Вторая группа трансформантов (№ 12, 14, 18, 25) характеризуется очень высоким уровнем синтеза р-глюкозидазы на фоне значительного снижения активности других ферментов. Биосинтез продуктов трансформантами данной группы весьма схож между собой, однако, клон № 18 отобран как наиболее перспективный продуцент Р-глюкозидазы, активность которой составила 1261 ед/мл, что, в свою очередь, в 20 раз выше контрольного значения. Активность КМЦ-азы и ксиланазы при этом снижена на 75 и 88%, соответственно, а общее количество внеклеточного белка в КЖ - на 45% относительно контроля.
На электрофореграмме (рис. 10) у рекомбинантного штамма отчетливо видна полоса в районе 120 кДа (отмечена стрелкой), соответствующая Р-глюкозидазе, которая еле заметна у исходного штамма. Другие же белки базового ферментного комплекса еле заметны или практически отсутствуют.
Таким образом, клон № 18 (далее P. verruculosum F10) является наиболее привлекательным с точки зрения биосинтеза монопродукта (Р-глюкозидазы).
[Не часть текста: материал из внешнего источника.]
Issue #6451, opened 2023-06-16
Modula-2 file extension '.def' is missing


trijezdci:
https://github.com/github-linguist/linguist/blob/d352058f979caab69b5c0876cd4992ce43a29132/lib/linguist/languages.yml#L4222

Modula-2 separates interface and implementation in separate files.

Interfaces (historically but incorrectly called definition modules) have file extension '.def'.
Implementation and program modules have file extension '.mod'.

This is similar to C's '.h' and '.c' files but unlike C, the modules are NOT preprocessor includes, they are separate compilation units and it is entirely impossible to write Modula-2 libraries without having '.def' files. This is not a matter of choice or style, this is an absolute requirement.

Not supporting '.def' as a file extension for Modula-2 means that the entire syntax highlighting for Modula-2 is completely broken as it is 50% incomplete.

So, can you please add recognition for the '.def' file extension.

I had reported this many years ago, but apparently nothing has happened since and I can't even find the report now. It would be nice if this wasn't just swept under the carpet again. It should be rather easy to add.

Thank you in advance.

lildude:
> So, can you please add recognition for the '.def' file extension.
>
> I had reported this many years ago, but apparently nothing has happened since and I can't even find the report now.

I can with a very easy search: https://github.com/github-linguist/linguist/issues/3657 😉 It was closed automatically back when we used that bot. That issue also went way into the weeds all outside of Linguist's scope.


And in much as my response then, the same applies now: Linguist is a community-driven project, so in short: if you want it, submit a PR to add support or implement an override and wait patiently until someone else does.

You can find details for adding support in the CONTRIBUTING.md file.

One thing to keep in mind is `.def` is a very generic extension likely to be used by many languages. We can add support but it will probably require a very precise heuristic (aka regex) for identifying the files as precisely as possible to reduce the chances of misclassifying other languages.

If you're not prepared to add support yourself, please add and fill in the "Feature request" issue template to the OP of this issue as you should have used it when opening this issue.

trijezdci:
I have forked the Sublime Text files that Linguist appears to be using for Modula-2, and I have made several corrections so that this reflects the classic Modula-2 Language originally published by Prof. Niklaus Wirth at ETH Zurich in his book "Programming in Modula-2", published by Springer Verlag. This book contains the language report and the language dialect it describes is known as PIM Modula-2, where PIM is a shorthand for the title of the book.

https://github.com/trijezdci/Sublime-Modula-2

[...]

Issue #3657, opened 2017-05-30
Modula-2 file extension recognition incomplete


trijezdci:
Modula-2 has two source file types:

* definition modules with file ending .def/.DEF
* implementation modules with file ending .mod/.MOD

Your listing only has the .mod for Modula-2, the .def is missing.

https://github.com/github/linguist/blob/master/lib/linguist/languages.yml#L2655

Github doesn't therefore syntax highlight the definition modules.

Can you add the .def wherever that needs to be added, please?

thanks a lot in advance.

lildude:
> Can you add the .def wherever that needs to be added, please?

We'd happily accept a PR with the addition from someone who knows Modula-2.  A quick cursory glance suggests adding a `.def` extension may be all we need, but I'd prefer it if someone with more experience with the language to offer up the PR.

trijezdci:
Hi and thanks for your response.

I know Modula-2 in and out, but I don't know Ruby and I don't have the time right now to get side tracked with Ruby just to teach your software to recognise .def as a Modula-2 source file ending.

Modula-2 has two ancient dialects, called PIM (from 1979) and ISO (from 1992), and there is a recent revision of the language (from ~2010) adding a third dialect. Also, most of the available PIM and ISO compilers have added their own predefined identifiers for additional built-in types.

For the Python based Pygments syntax highlighting package I had written and contributed a multi-dialect Modula-2 lexer. Modula-2 developers can control the dialect selection by dialect tags embedded within Modula-2 comments at the beginning of a Modula-2 source file which the Pygments lexer understands.

For example ...

(*!m2pim*) indicates PIM Modula-2
(*!m2iso*) indicates ISO Modula-2
(*!m2r10*) indicates Modula-2 Revision 2010
(*!m2iso+gm2*) indicates ISO Modula-2 with additions by the GNU Modula-2 compiler
(*!m2pim+mocka*) indicates PIM Modula-2 with additions by the MOCKA Modula-2 compiler

etc etc etc

The lexer also has an Algol-60 publishing mode where source code is rendered in the style of the Algol-60 report which set a standard for rendering algorithms in scientific papers. Modula-2 uses all uppercase reserved words and predefined identifiers which was actually intended to mean boldface. Thus in Algol-60 mode the Pigments package renders all Modula-2 reserved words in lowercase boldface, all predefined identifiers in lowercase boldface italic, and comments in grey. For scientific papers this is preferable to colours and an established de-facto standard used to this day.

[...]

PR #6671, opened 2024-01-04
Add missing Modula-2 *.def extension

dkearns:
Modula-2 splits the definition of a module into separate interface and implementation files having extensions `*.def` and `*.mod` respectively.

Linguist currently only detects `*.mod` files.  This PR adds support for `*.def` file detection.

See #3657 and #6451 for related discussions.

I'm not sure why `END` is in those patterns.  Assuming a top down search the `MODULE` line will obviously be found first but I may be missing something about the implementation.

## Checklist:

- [ x] **I am adding a new extension to a language.**
  - [ x] The new extension is used in hundreds of repositories on GitHub.com
      
      - https://github.com/search?type=code&q=NOT+is%3Afork+path%3A*.def+%2F%5E%5Cs*DEFINITION+MODULE%2F
  - [ x] I have included a real-world usage sample for all extensions added in this PR:
    - Sample source(s):
      - https://github.com/gcc-mirror/gcc/blob/master/gcc/m2/gm2-libs/Environment.def
      - https://github.com/gcc-mirror/gcc/blob/master/gcc/m2/gm2-libs/Environment.mod
    - Sample license(s): GPL
  - [x ] I have included a change to the heuristics to distinguish my language from others using the same extension.


lib/linguist/heuristics.yml
```diff
@@ -195,6 +195,10 @@ disambiguations:
     #  : dependency
     # path/file.ext1 : some/path/../file.ext2
     pattern: '([\/\\].*:\s+.*\s\\$|: \\$|^[ %]:|^[\w\s\/\\.]+\w+\.\w+\s*:\s+[\w\s\/\\.]+\w+\.\w+)'
+- extensions: ['.def']
+  rules:
+  - language: Modula-2
+    pattern: '^\s*(?i:DEFINITION\s+MODULE|END)\s+[\w\.]+\s*;'
```
lildude, line 201: This heuristic will never be used as this is the only user of this extension within linguist which in itself is potentially a problem as `.def` is an incredibly generic extension used by many things.

If you're 100% certain this regex will only match Modula-2 files, then adding this extension to the `generic.yml` file will ensure this regex takes effect and is used. If there's a risk this misidentifies other languages, it's best to leave off this extension and use an override when needed.

lildude (changes requested):
See inline comment

lildude (changes requested):
Please add a heuristic test for this extension.

lildude:
Sorry. I should have been clearer... we need the heuristic test and fixtures as implemented by other generic extensions. See what has been done for the likes of `.sol` and `.cmp`.

PR #6620, opened 2023-12-03
Add Praat scripting language

JJWRoeloffs:
Adding support for the Praat scripting language. This is a domain-specific language that is quite commonly used in academia for linguistic research, but that isn't that commonly known outside that sphere.

I am not affiliated with the project - I'm just a student who had to learn the language for a BA course, and was surprised github did not support it.

## Description
If I did everything correctly, this commit adds support for the Praat scripting language in the way described by `CONTRIBUTING.md`

## Checklist:
- [x] **I am adding a new language.**
  - [x] The extension of the new language is used in hundreds of repositories on GitHub.com.
    - Search results for each extension (2.5K files):
      -  https://github.com/search?type=code&q=NOT+is%3Afork+path%3A*.praat
      -  I also added `praatscript`, `praat_script` and `praat-script`, which are less frequently used, but won't likely overlap with anything. I included them because some more common grammars include them [example1](https://github.com/mauriciofigueroa/praatSublimeSyntax/blob/0077112a7435084f6281de03d16de894a8ecc1bf/Praat.tmLanguage#L4) [example2](https://github.com/massCodeIO/massCode/blob/ae9eb6b2569357eadd27e363dd403f5b24b63c2d/src/renderer/components/editor/grammars/praat.tmLanguage.json#L4)
      - I'll also list a few projects using this language, alongside their star count:
        - [FastTrack](https://github.com/santiagobarreda/FastTrack) (51) - a praat plugin
        - [SpeCT](https://github.com/lennes/spect) (49) - Speech Corpus Toolkit for Praat
        - [Praatsouce](https://github.com/kirbyj/praatsauce) (21) - Praat-based tools for spectral analysis
        - [feelins/PraatScripts](https://github.com/feelins/Praat_Scripts) (169) - A sample repository containing example scripts
        - [stylerw's praat scripts](https://github.com/stylerw/styler_praat_scripts) (87) - A repository with the praat scripts this person finds useful for research.
        - [fieldDB's praat scripts](https://github.com/FieldDB/Praat-Scripts) (50) - Another repository of scripts some researcher found useful.
  - [x] I have included a real-world usage sample for all extensions added in this PR:
    - Sample license(s):
      - I wrote these scripts myself as a part of a Research inter-ship, and am happy to re-licence them under linguist's MIT licence (which I am allowed to do following the terms of the internship).
  - [x] I have included a syntax highlighting grammar: [URL to grammar repo](https://github.com/JJWRoeloffs/Praat-tmLanguage)
[...]

PR #6719, opened 2024-02-25
Add TextGrid data file format

JJWRoeloffs:
## Description
This adds the TextGrid data format with the `.TextGrid` file extension. This is a text-based data format used in linguistic research for aligning text (usually transcriptions) with audio. It has over 100K files checked in on GitHub. The official documentation for it can be found here: https://www.fon.hum.uva.nl/praat/manual/TextGrid_file_formats.html

As the format suggests, there are indeed more types of `ooTextFile`, several dozen in fact, but TextGrids are the only ones that are frequently checked into source control.

## Checklist:
    - Search results for each `.TextGrid`:
      - https://github.com/search?type=code&q=NOT+is%3Afork+path%3A*.TextGrid
    - Sample license(s):
    - I wrote these myself for unit tests as a part of a Research internship, and am happy to re-licence them under linguist's MIT licence (which I am allowed to do following the terms of the internship).
      - This one was already done by #6620 
  - [x] I have added a color
    - Hex value: `#c8506d`
    - Rationale: Same as Praat, as it is a data format associated with Praat. If it can "inherit" this it might be better, but I cannot find how. Also, it's a data file, so it shouldn't matter too much, as it's not displayed by default.

### DIFF
--- a/lib/linguist/languages.yml
+++ b/lib/linguist/languages.yml
@@ -7125,6 +7125,14 @@ Text:
   tm_scope: none
   ace_mode: text
   language_id: 372
+TextGrid:
+  type: data
+  color: "#c8506d"
+  tm_scope: source.textgrid
+  ace_mode: text
+  extensions:
+  - ".TextGrid"
+  language_id: 965696054
 TextMate Properties:
   type: data
   color: "#df66e4"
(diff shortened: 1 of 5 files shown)


lildude (approved):
LGTM. Thanks.

> * Rationale: Same as Praat, as it is a data format associated with Praat. If it can "inherit" this it might be better, but I cannot find how. Also, it's a data file, so it shouldn't matter too much, as it's not displayed by default.

Makes sense to me. We support grouping of languages using the `group` attribute, but this isn't really necessary as as you've said, this is a data format so ignored by default. It also doesn't transfer the colour so wouldn't help.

Поэтому этот штамм был взят в качестве объекта исследования в дальнейших экспериментах по оптимизации питательной среды и условий культивирования.
На данном этапе работы было проведено культивирование штамма P. verruculosum F10 в ферментере с двумя различными способами подачи подпитывающего раствора: 1) дробный способ; 2) по парциальному давлению рОг.
Из полученных данных (рис. 11) можно заключить, что оптимальным способом подачи подпитки является 1 способ, поскольку общее количество внеклеточного белка в КЖ было получено на 5% выше по сравнению со 2 способом. Анализ значений активностей всех исследуемых ферментов также указывает на преимущество 1 способа. Разница в величинах КМЦ-азы, ксиланазы и Р-глюкозидазы при разных способах подачи подпитки составила 7, 13 и 5%, соответственно.